Embedded Ensembles: Infinite Width Limit and Operating Regimes
This work addresses memory efficiency for practitioners using neural network ensembles, but it is incremental as it builds on existing EE methods with theoretical and empirical analysis.
The paper tackles the problem of memory-efficient ensembling of neural networks by analyzing Embedded Ensembling (EE) methods like BatchEnsembles and Monte-Carlo dropout, deriving a wide network limit using Neural Tangent Kernel theory to identify independent and collective regimes, and confirming through experiments that in the independent regime, EE behaves like an ensemble of independent models.

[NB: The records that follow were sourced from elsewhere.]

PR #3034, opened 2024-12-09
wasm: remove ASYNCIFY to reduce binary size

tinyjin:
The binary size recently increased due to the ASYNCIFY option, which was required for WebGPU initialization. 

To prevent unnecessary binary size growth, ThorVG will no longer depend on asynchronous processes such as `emscripten_sleep` (ASYNCIFY or JSPI).

As a result, the combined WASM binary size has been significantly reduced to less than 1MB.

Size comparison: 1559KB → 998KB (-36%)

CleanShot 2024-12-09 at 19 59 51@2x

CleanShot 2024-12-09 at 19 55 19@2x

### DIFF
--- a/src/bindings/wasm/tvgWasmLottieAnimation.cpp
+++ b/src/bindings/wasm/tvgWasmLottieAnimation.cpp
@@ -43,12 +43,15 @@ static const char* NoError = "None";
     static WGPUDevice device{};
     static bool adapterRequested = false;
     static bool deviceRequested = false;
+    static bool initializationFailed = false;
 #endif
 
 // 0: success, 1: fail, 2: wait for async request
 int init()
 {
 #ifdef THORVG_WG_RASTER_SUPPORT
+    if (initializationFailed) return 1;
+
     //Init WebGPU
     if (!instance) instance = wgpuCreateInstance(nullptr);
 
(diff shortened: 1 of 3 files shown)


hermet (commented):
@tinyjin What is the user supposed to do when init() returns false?

hermet:
https://github.com/thorvg/thorvg.web/pull/80

tinyjin:
> @tinyjin What is the user supposed to do when init() returns false?

Call `wait(100)` function in JS side instead of `emscripten_sleep(100)`

hermet:
> > @tinyjin What is the user supposed to do when init() returns false?
> 
> Call `wait(100)` function in JS side instead of `emscripten_sleep(100)`
> 
> `false` means initialization is not yet ready -> should wait until it gets done.

@tinyjin User should use an infinite loop for initialization. How to handle if adapter or device acquisition fails?

src/bindings/wasm/tvgWasmLottieAnimation.cpp
```diff
@@ -41,32 +41,44 @@ static const char* NoError = "None";
     static WGPUInstance instance{};
     static WGPUAdapter adapter{};
     static WGPUDevice device{};
+    static bool adapterRequested = false;
+    static bool deviceRequested = false;
 #endif
 
-void init()
+bool init()
```
hermet, line 48: int // 0: success, 1: fail, 2: try again

src/bindings/wasm/tvgWasmLottieAnimation.cpp
```diff
@@ -41,32 +41,60 @@ static const char* NoError = "None";
...
 
-void init()
+// 0: success, 1: fail, 2: wait for async request
+int init()
 {
 #ifdef THORVG_WG_RASTER_SUPPORT
     //Init WebGPU
     if (!instance) instance = wgpuCreateInstance(nullptr);
 
+    if (initializationFailed) return 1;
```
hermet, line 56: this should be at 53 line?

src/bindings/wasm/tvgWasmLottieAnimation.cpp
```diff
@@ -41,32 +41,60 @@ static const char* NoError = "None";
...
+
     // request adapter
     if (!adapter) {
+        if (adapterRequested) return 2;
+
         const WGPURequestAdapterOptions requestAdapterOptions { .nextInChain = nullptr, .powerPreference = WGPUPowerPreference_HighPerformance, .forceFallbackAdapter = false };
-        auto onAdapterRequestEnded = [](WGPURequestAdapterStatus status, WGPUAdapter adapter, char const * message, void * pUserData) { *((WGPUAdapter*)pUserData) = adapter; };
```
hermet, line 55: coding convention:
-> `char const* message, void* pUserData`

src/bindings/wasm/tvgWasmLottieAnimation.cpp
```diff
@@ -41,32 +41,60 @@ static const char* NoError = "None";
...
+        auto onAdapterRequestEnded = [](WGPURequestAdapterStatus status, WGPUAdapter adapter, char const * message, void * pUserData) {
```
hermet, line 63: coding convention:
-> `char const* message, void* pUserData`

hermet (approved):
please double-check the comments and push yourself. thanks.

PR #3036, opened 2024-12-09
API: Replace the Canvas::clear() API with Canvas::remove() & draw()

hermet:
Added a `clear` parameter to Canvas::draw(), allowing users to decide whether to clear the target buffer before drawing.

To remove the paints from a canvas, please use Canvas::remove()

C++ API Removals:
- Result Canvas::clear(bool paints, bool buffer)

C++ API Modifications:
- Result Canvas::draw() -> Result Canvas::draw(bool clear)

C API Removals:
- Tvg_Result tvg_canvas_clear(bool paints, bool buffer)

C API Modifications:
- Tvg_Result tvg_canvas_draw(Tvg_Canvas* canvas) -> Tvg_Result tvg_canvas_draw(Tvg_Canvas* canvas, bool clear)

### DIFF
--- a/src/renderer/gl_engine/tvgGlRenderer.h
+++ b/src/renderer/gl_engine/tvgGlRenderer.h
@@ -133,7 +133,7 @@ private:
         Key key;
     } mDisposed;
 
-    bool mClearBuffer = true;
+    bool mClearBuffer = true;  //FIXME: clear buffer should be optional (default is false)
 
     BlendMethod mBlendMethod = BlendMethod::Normal;
 };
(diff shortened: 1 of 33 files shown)


src/renderer/wg_engine/tvgWgRenderer.cpp
```diff
@@ -239,6 +239,7 @@ const RenderSurface* WgRenderer::mainSurface()
 
 bool WgRenderer::clear()
 {
+    //TODO: clear the current target buffer only if clear() is called
```
hermet, line 242: @SergeyLebedkin

src/renderer/gl_engine/tvgGlRenderer.h
```diff
@@ -133,7 +133,7 @@ class GlRenderer : public RenderMethod
         Key key;
     } mDisposed;
 
-    bool mClearBuffer = true;
+    bool mClearBuffer = true;  //FIXME: clear buffer should be optional (default is false)
```
hermet, line 136: @RuiwenTang It is not always necessary to clear the buffer if the scene has solid background content. The user can choose whether to do so.

PR #3048, opened 2024-12-13
lottie: handle image data while loaders are inactive

mgrudzinska:
Handle cases where the lottie file contains image data, but the appropriate loaders are not active - the image object is removed to exclude it from further rendering process.

Note:
This issue became noticeable after commit 0ebbc61. Previously,  if at least one element of the canvas was successfully rendered (```paint->pImpl->render(renderer)```), the operation returned success. Currently, for the scene to return success (```PP(scene)->render(renderer)```), all its elements must be rendered successfully.

### DIFF
--- a/src/loaders/lottie/tvgLottieBuilder.cpp
+++ b/src/loaders/lottie/tvgLottieBuilder.cpp
@@ -977,6 +977,7 @@ void LottieBuilder::updateSolid(LottieLayer* layer)
 
 void LottieBuilder::updateImage(LottieGroup* layer)
 {
+    if (layer->children.empty()) return;
     auto image = static_cast<LottieImage*>(layer->children.first());
     layer->scene->push(image->pooling(true));
 }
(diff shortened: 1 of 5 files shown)


hermet:
@mgrudzinska can you suggest a sample to reproduce the issue?

hermet:
> fun_animation.json from our samples

@mgrudzinska  Hmm.. I couldn't see any issue. Could you please point out the problem?

https://github.com/user-attachments/assets/73808e8b-ae34-44a5-b75e-9ec09aa2d1b3

mgrudzinska:
> > fun_animation.json from our samples
> 
> @mgrudzinska Hmm.. I couldn't see any issue. Could you please point out the problem?

you build with the png loader, right? the problem is when you disable it

hermet (changes requested):
Ok, it seems to be a matter of how to handle exceptional cases — whether to fail during loading or to proceed with rendering in an incomplete state. Eventually, the ultimate solution is to enable the necessary loaders. I don't think this handling doesn't useful for users. If there are any practical benefits or helpful aspects that I’m missing, please let me know.

PR #3050, opened 2024-12-13
sw_engine: prevent runtime error

mgrudzinska:
The sqrt function occasionally received a negative value as an argument, resulting in a nan value being propagated to further calculations.
This is now prevented by adding a check, taking advantage of the rarity of negative values for branch prediction optimization.

Note:
error occurred on mac os(intel) GradientTransform sample


hermet:
Adding exception handling for each pixel is costly. Need to carefully find a better solution.

hermet:
@mgrudzinska let's keep this if the issue is valid.

Issue #2854, opened 2024-10-14
Stroke Trimming: Refactoring


hermet:
It is necessary to review the current implementation of Stroke Trimming. Through refactoring, we can determine whether it can be improved into a unified logic. The initial direction was to implement each backend engine in the most optimal way on its own, without damaging the input `RenderShape` data. 

We can consider the following options:

1. Spec out the **_Stroke Trimming_** in the canvas engine and place the logic within the Lottie loader, similar to other Shape Modifiers.
2. Generalize **_Stroke Trimming_** at the common level as a helper function, allowing lower backend engines to utilize it.

hermet:
@RuiwenTang  @SergeyLebedkin The next figure demonstrates the second approach. Please count how many times the path data will be copied for gl/wg engines (2 or 3?). If more than 2 copies occur, we might wanna discard this approach.

![image](https://github.com/user-attachments/assets/652b6a28-a536-4cf0-996b-9204b7506750)

RuiwenTang:
At least in GLEngine, only need to read the last Path data.
Therefore, I feel it is more convenient for me to provide a function like 
```
some_function(const Array<PathCommand>& cmd, const Array<Point>>& p, float start, float end) -> ( Array<PathCommand>, Array<Point> )
``` 
Or can tvgShape complete the work of PathTrim and directly pass the Trimmed RenderShape to the rendering backend?

SergeyLebedkin:
> @RuiwenTang @SergeyLebedkin The next figure demonstrates the second approach. Let's count how many times the path data will be copied for gl/wg/sw engines (2 or 3?). If more than 2 copies occur, we might wanna discard the no.2 approach.

It will be nice to same approach and realization for path triming (simult and not simult) and share this for all render apis.
It can be handled in case, if we will separate Path as a standalone entity

SergeyLebedkin:
> If more than 2 copies occur

And also dashing, but thats optional

hermet:
> Therefore, I feel it is more convenient for me to provide a function like

Please count how many data copy is necessary at the end of gl engine.

> Or can tvgShape complete the work of PathTrim and directly pass the Trimmed RenderShape to the rendering backend?

RenderShape should not modify the input data. It should retain the user's input as origin. Approach No.1 could addresses this, as the LottieLoader will modify the path data in advance and then push it as input.

mgrudzinska:
[...]

Issue #2384, opened 2024-06-10
lottie: support for simultaneously trimmed and dashed stroke


mgrudzinska:
https://github.com/LottieFiles/dotlottie-web/issues/239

A memory efficient approach to ensembling neural networks is to share most weights among the ensembled models by means of a single reference network. We refer to this strategy as Embedded Ensembling (EE); its particular examples are BatchEnsembles and Monte-Carlo dropout ensembles. In this paper we perform a systematic theoretical and empirical analysis of embedded ensembles with different number of models. Theoretically, we use a Neural-Tangent-Kernel-based approach to derive the wide network limit of the gradient descent dynamics. In this limit, we identify two ensemble regimes - independent and collective - depending on the architecture and initialization strategy of ensemble models. We prove that in the independent regime the embedded ensemble behaves as an ensemble of independent models. We confirm our theoretical prediction with a wide range of experiments with finite networks, and further study empirically various effects such as transition between the two regimes, scaling of ensemble performance with the network width and number of models, and dependence of performance on a number of architecture and hyperparameter choices.